Во всяком случае, не от армии.
Ники призывают в армию. Поздравляю, жидовская морда, хоть бы тебя там пристрелили!
Если вы считаете, что быть евреем в Ленинграде — это еще куда ни шло, то попробовали бы вы, каково приходится русскому еврею в Афганистане. Ты становишься объектом двойной ненависти, и непонятно, за что тебя ненавидят больше — за то, что ты русский, или за то, что ты еврей? Ненависть в квадрате, или в кубе, или уж не знаю как!
Ну а Ники, в свой черед, подливает масла в огонь.
— Я вел себя как идиот, — рассказывает он. — Носил на шее на цепочке звезду Давида. Зачем, спрашивается? Чтобы, если попаду в плен, меня мучили в два раза больше? Молодость, знаете ли…
Пребывание в стране ислама Ники выдержал: он остается жив и возвращается на родину.
К чему же?
Он возвращается к прежней бодяге, все к тому же дерьму.
И он мечтает вырваться.
Приходит эпоха гласности. Едва ворота приоткрываются, он решает воспользоваться этим. Мать хочет ехать в Израиль, но Ники…
— Но я-то уже видел войну, — рассказывает Ники. — Видел, как людей разрывает на части. И Израиль, если честно…
У молодого Ники были другие идеи. Молодой Ники слыхал о земле воплощенной мечты, ее золотых песках и золотистых красотках. О земле, где юноша, неимущий, без роду без племени, малообразованный, но энергичный, смекалистый и полный решимости еще и в наши дни может дать шороху. Молодой Ники желает ехать в Калифорнию.

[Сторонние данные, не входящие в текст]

PR #5713, opened 2022-08-23
CBG-2289: Use more descriptive DCP stream names for attachment compaction

gregns1:
CBG-2289

Small change to add more descriptive DCP stream names for attachment compaction. For example new streams will look like this sg-3.1:att_compaction:TestAttachmentSweep_sweep where 'TestAttachmentSweep' will be a UUID for the stream.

У них там имеется кое-какая родня. Двоюродным братьям удалось туда эмигрировать. Они живут в Лос-Анджелесе, и очень неплохо живут. Дают Ники халтуру — водить такси в аэропорт и обратно. Через год такой халтуры Ники покупает собственный автомобиль. Затем второй и третий. Затем рынок подержанных машин, затем — долю в оптовой торговле. Затем скидывается с несколькими партнерами и покупает многоквартирный дом. Ремонтирует его и продает. Покупает новый. Еще один. Теперь он владеет целым парком автомобилей, двумя рынками подержанных машин и долей в оптовой торговле.
На деньги от всего этого он покупает жилой массив в Ньюпорт-Бич. Преобразует его в кондоминиумы и срывает большой куш. Выложив, как говорится, кругленькую сумму, покупает еще один массив, и вскоре он уже с головой погружается в лихорадку купли-продажи 80-х годов. Иногда он покупает недвижимость, чтобы в тот же день перепродать ее. Занимается застройкой и благоустройством, скупая пустоши и строя там особняки, воздвигая кондоминиумы, сооружая загородные клубы.
Округ Оранж процветает, и вместе с ним процветает Ники.
— Знаете, в чем проблема американцев? — спрашивает Ники. — Они не ценят того, что у них есть. Каждый раз, как я слышу американца, поносящего собственную страну, меня разбирает смех.
Он богатеет и процветает, накопив столько, что может позволить себе стороннее увлечение, вскоре ставшее истинным смыслом его жизни и его единственной любовью.
Искусство, изобразительное искусство.
Живопись, скульптура, изысканная мебель.
В особенности последнее.
— Если воспользоваться избитой терминологией, то это всего лишь ремесленные поделки, — говорит Ники, — но в то время ценилось качество, качество дерева и качество работы. Уделялось внимание каждой мелочи. Заботились об эстетике целого. Мебель изготовляли удобную, красивую, прочную. Не просто сколачивали вместе детали, годные разве что на свалку или на самую дешевую распродажу.